Friday, 6 August 2021

Love's victim: Meleager

Two by Meleager, the great erotic poet of the late Hellenistic age. The lovestruck erastēs who pines and sickens is a trope of pederastic epigram. 

'The urn' (kalpis) of the first poem is the cinerary urn that will hold the poet's ashes, but the word originally meant a jug or indeed the hudria from which water was poured at the symposium to dilute the wine; Meleager is surely playing on that double sense.
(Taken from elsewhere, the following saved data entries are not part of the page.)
PR #1068, opened 2025-11-28
Improve TreeMenu UX and drag-and-drop reliability

samilempinen:
This is a largely vibe-coded improvement to the TreeMenu usability.

### DIFF
--- a/tools/app/src/components/BaseTreeComponent.tsx
+++ b/tools/app/src/components/BaseTreeComponent.tsx
@@ -74,8 +74,7 @@ export function BaseTreeComponent<T>({
     [onMove],
   );
 
-  // Stable reference required by react-arborist: a fresh renderer function each
-  // render causes row components to remount, which aborts in-progress drags.
+  // react-arborist remounts rows when this ref changes, aborting in-progress drags.
   const renderNode = useCallback(
     (props: NodeRendererProps<T>) => (
       <NodeRenderer {...props} onNodeClick={onNodeClick} />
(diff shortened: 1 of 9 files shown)


henryhaverinen (approved):
I tested this and it clearly improves the UX

tools/app/src/components/BaseTreeComponent.tsx
```diff
@@ -55,17 +55,28 @@ export function BaseTreeComponent<T>({
...
-  const handleMove = (moveData: {
-    dragIds: string[];
-    parentId: string | null;
-    index: number;
-  }) => {
-    if (onMove && moveData.dragIds.length === 1) {
-      onMove(moveData.dragIds, moveData.parentId, moveData.index);
-    }
-  };
+  const handleMove = useCallback(
```
samutoljamo-pareto: In my experience, AI tends to be over aggressive with these optimizations. There is always a cost involved with using `useCallback` and `useMemo`. This reminded that we could enable React compiler, which should handle memoization, though it is not perfect yet, since it was released recently. No need to remove these though, since we can remove them once react compiler is enabled

tools/app/src/pages/cards/layout.tsx
```diff
@@ -55,6 +65,40 @@ export default function AppLayout() {
     },
   );
 
+  // Stable refs so the renderer chain down to BaseTreeComponent's renderNode
+  // useCallback stays valid mid-drag (react-arborist remounts rows on
```
samutoljamo: This comment is duplicated many times I think it could be less verbose. At least I'd remove references to components etc, because it will drift some day from the implementation

samutoljamo (approved):
Looks good to me!

PR #1069, opened 2025-11-28
INTDEV-923 Responsive UI

samilempinen:
Here is basic responsive support for the app. We cannot do much to wide content such as tables in the content itself, but it's a start.


tminkkinen:
This has been at least partly implemented in different pr:s -> closing

PR #1287, opened 2026-04-02
INTDEV-1243 Add session timeout functionality

CyberJML:
Current implementation did not function properly when we get 401 response from API. This implementation does show user session expired notification with a button to log in again. Also the state of the application is halted, so they can possibly copy paste the existing work before reauthenticating

### DIFF
--- a/tools/app/src/components/SessionExpiredBanner.tsx
+++ b/tools/app/src/components/SessionExpiredBanner.tsx
@@ -1,0 +1,62 @@
+/**
+  Cyberismo
+  Copyright © Cyberismo Ltd and contributors 2026
+  This program is free software: you can redistribute it and/or modify it under
+  the terms of the GNU Affero General Public License version 3 as published by
+  the Free Software Foundation. This program is distributed in the hope that it
+  will be useful, but WITHOUT ANY WARRANTY; without even the implied warranty
+  of MERCHANTABILITY or FITNESS FOR A PARTICULAR PURPOSE.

The 'pirate Eros' of the second poem is biaios in the Greek, which means nothing more specific than violent or forceful, but the accompanying verb, helkō, means to drag or tow; so I allowed myself some liberties.

12.74
MELEAGER

If anything should happen to me, friend —
Because, you see, the better part of me
Was tossed into the fire of pretty boys
And lies there as an ember in the glow —
Then, Cleobulus, I beseech of you,
Make the urn tipsy with unwatered wine
Before you bury it, and add the line,
‘A gift from Eros to the world below.’

12.84
THE SAME

My friends, I’m sending out an SOS:
No sooner do I step upon the shore,
My maiden voyage only just complete,
Than pirate Eros takes me under tow,
Seeing as how he brandishes his torch
And turns my head to see a lovely boy
And want him badly. Step by step I go,
Each in his footstep, and in empty air
I plunder sweetened kisses from the lips
Of a sweet phantom cast in fantasy.
Have I escaped the unrelenting sea
Only to reach dry land and so succumb
Under a flood less merciful by far,
The surge and billow of the Cyprian?